Favourite Track – Tanggalkan Di Dunia (Undo The World)

Pijn – Loss

I’ve not really paid much attention to post-rock for the past decade or so. There was just too much of it around when I was at university, and so much of it sounds so, so similar. But Pijn is spectacular. They take the monolithic scale and the immediacy of GY!BE’s most recent work, but add cathartic death metal vocals to make things that little bit more intense.

Favourite Track – Unspoken

Träden – Träden 

What a treat! A brand new album from the band that was Träd Gräs och Stenar! And what an album it is. A deeply immersive collection of slow, meandering, blissed-out melancholy psych jams. There’s something spiritual going on here, like walking through drizzle towards a stone circle, or looking for shapes in the fire in the middle of the forest clearing.
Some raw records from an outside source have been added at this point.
PR #18027, opened 2024-03-28
Fixed #35336 -- Addressed crash when adding a GeneratedField with % literals.

charettes:
ticket-35336

--- 

A longer term solution is likely to have a better separation of parametrized DDL altogether to handle checks, constraints, defaults, and generated fields but such a change would require a significant refactor that isn't suitable for a backport.

Thanks Adrian Garcia for the report.

### DIFF
--- a/django/db/backends/base/schema.py
+++ b/django/db/backends/base/schema.py
@@ -317,9 +317,9 @@ class BaseDatabaseSchemaEditor:
             if default_value is not None:
                 column_default = "DEFAULT " + self._column_default_sql(field)
                 if self.connection.features.requires_literal_defaults:
-                    # Some databases can't take defaults as a parameter (Oracle).
-                    # If this is the case, the individual schema backend should
-                    # implement prepare_default().
+                    # Some databases can't take defaults as a parameter
+                    # (Oracle, SQLite). If this is the case, the individual
+                    # schema backend should implement prepare_default().
                     yield column_default % self.prepare_default(default_value)
                 else:
                     yield column_default
@@ -333,7 +333,9 @@ class BaseDatabaseSchemaEditor:
         ):
             null = True
         if field.generated:
-            yield self._column_generated_sql(field)
+            generated_sql, generated_params = self._column_generated_sql(field)
+            params.extend(generated_params)
+            yield generated_sql
         elif not null:
             yield "NOT NULL"
         elif not self.connection.features.implied_column_null:
@@ -420,7 +422,7 @@ class BaseDatabaseSchemaEditor:
         compiler = query.get_compiler(connection=self.connection)
         default_sql, params = compiler.compile(db_default)
         if self.connection.features.requires_literal_defaults:
-            # Some databases doesn't support parameterized defaults (Oracle,
+            # Some databases don't support parameterized defaults (Oracle,
             # SQLite). If this is the case, the individual schema backend
             # should implement prepare_default().
             default_sql %= tuple(self.prepare_default(p) for p in params)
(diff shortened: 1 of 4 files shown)


tests/schema/tests.py
```diff
@@ -886,6 +895,39 @@ class Meta:
...
+        field.contribute_to_class(GeneratedFieldContainsModel, "contains_foo")
+
+        with connection.schema_editor() as editor:
+            editor.add_field(GeneratedFieldContainsModel, field)
+
+        obj = GeneratedFieldContainsModel.objects.create()
+        obj.refresh_from_db()
+        self.assertEqual(obj.text, "foo")
+        self.assertEqual(obj.generated, "foo%")
+        self.assertIs(obj.contains_foo, True)
```
charettes, line 929: This would likely benefit to be moved somewhere else and have extended coverage like it was added in #16840.

django/db/backends/base/schema.py
```diff
@@ -431,9 +433,7 @@ def _column_generated_sql(self, field):
         """Return the SQL to use in a GENERATED ALWAYS clause."""
         expression_sql, params = field.generated_sql(self.connection)
         persistency_sql = "STORED" if field.db_persist else "VIRTUAL"
-        if params:
-            expression_sql = expression_sql % tuple(self.quote_value(p) for p in params)
-        return f"GENERATED ALWAYS AS ({expression_sql}) {persistency_sql}"
+        return f"GENERATED ALWAYS AS ({expression_sql}) {persistency_sql}", params
```
charettes, line 436: The crux of the issue here is that
1. This part was never `%` escaped (`%` -> `%%`) which mean that things were working properly during model creation unless the model included a database default which resulted in `table_sql` returning `params` and then interpolation kicked (see the `params or None` in `create_model`). As for `add_field` it systematically crashed because a list was always passed to `execute(params)` which triggered interpolation which is what is what was reported on ticket-35336.
2. Postgres simply doesn't support parametrized generated expressions, it will crash with a very clear message about it.

charettes:
This one is going to be a fun one to solve without being too invasive. I'll revisit tomorrow.

nessita:
> This one is going to be a fun one to solve without being too invasive. I'll revisit tomorrow.

Thank you Simon for working on this. I'm currently planning on delaying the next release for a few days, even a week if necessary, for two reasons:

1. to have @sarahboyce  pairing with me to do the release, and since her first day would be next Tue, it feels a bit too much to start off with a release :exploding_head:
2. to wait for the release blocker fix

Let me know what you think!

charettes:
Sounds good, I'll try to find another solution that isn't as invasive for the backport with further improvement separated to target `main`.

tests/schema/tests.py
charettes: This should do for now.

charettes:
buildbot, test on oracle.

charettes:
buildbot, test on oracle.

django/db/backends/oracle/schema.py
```diff
@@ -200,7 +200,7 @@ def _generate_temp_name(self, for_name):
     def prepare_default(self, value):
         # Replace % with %% as %-formatting is applied in
         # FormatStylePlaceholderCursor._fix_for_params().
```
charettes, line 202: Assuming Oracle tests pass I'll push another comment that removes this value. Otherwise I'll have to dust out my local Oracle setup 😅

nessita:
buildbot test on oracle.

charettes:
It has already been tested on Oracle @nessita I just happened to delete the comment. You should see the successful status the checks.

nessita:
> It has already been tested on Oracle @nessita I just happened to delete the comment. You should see the successful status the checks.

I see it now, thank you!

django/db/backends/oracle/schema.py
nessita: @charettes so following our conversation about the Oracle tests passing, the comment above still needs removing? Thanks!

charettes: It does yes, I spotted it mid-Oracle test run so I wanted to avoid pushing a change that would require me to start over. I'll push a commit to this effect now that we know tests are passing.

sarahboyce:
Thank you Simon!
@AdrianGarcia-StayWithReside does it work for you?

AdrianGarcia-StayWithReside:
@sarahboyce I just gave it a try, both the example in my ticket and our actual production code worked without issue!

nessita (approved):
@charettes Thank you for putting together this PR!

Do you think we should `Refs` the related(ish) tickets in the commit message? I'm thinking about the three you mentioned (ticket-30408, ticket-34553, ticket-32369).

charettes:
@nessita I think it's fine to don't ref them since while they are related to the same fundamental problem they are for different features.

Favourite Track – Tamburan

Mind Over Mirrors – Bellowing Sun

Transcendent synth explorations. Traditional instruments like zithers, harmoniums and violins lilt and soar over rhythmic electronics, while Janet Beveridge Bean provides her beautiful intonations and incantations. Peaceful and uplifting – it’s the best ECM album not to be released on ECM!

Favourite Track – Twenty-One Falls

The Myrrors – Borderlands

Mysterious drones from the desert. It’s ominous, intoxicating and hypnotic – the perfect pal for anyone looking to get hopelessly lost in their thoughts, only to return enlightened yet haunted by unworldly visions!

Favourite Track – Note From the Underground

The Residents – I Am A Resident!

Well, I said I didn’t want to write about any bands I’ve been listening to for years. But you know… it’s The Residents!

Describing 2018 as “a productive year for The Residents” would be like describing 2018 as “a year featuring 12 months”. They’re one of those ridiculously-prolific bands. I pay a lot of attention to them. They own a lot of my mind, yet I really struggle to keep up.

This year they reissued some classics on Cherry Red and put out at least two albums. Intruders was a gripping and highly disturbing concept album about imaginary people, but I’m much more taken by I Am A Resident. Because there is nothing else like this, anywhere.

So the group asked their fans to cover some of their songs. But they were quite overwhelmed – not just by the sheer number of entries they received, but also by the mad ways in which their freakish fans had interpreted their work. So rather than just putting out a straight compilation, they instead decided to mix everything together and let it flow. The result is a cross between a greatest-hits collection, a tribute album, and a remix album, all presented as an illicit radio broadcast.

It’s a surreal soundscape that regularly shifts from a disquieting dream to an outright nightmare, then back again. Long-term Residents fans might pick out familiar motifs, but things are so warped that it’s often uncanny, like talking at length to an old friend only to realise that they haven’t blinked for 40 minutes.

And then you get to the second disc, which features the raw material – the covers they used to construct this mutant. And yeah, they’re demented. They’re by bands with names like “Chesty Vulva” and “SKULL IN THE CROW’S EYE”. I never knew I needed a sludge-punk cover of Hello Skinny.

And that name! And that cover! We still aren’t quite sure just who The Residents are. But with this release, it’s like they’re saying that we’re all Residents. I can get behind that.

Favourite Track – Freaky Wake

So that’s that! I’ll post my top 10, in time.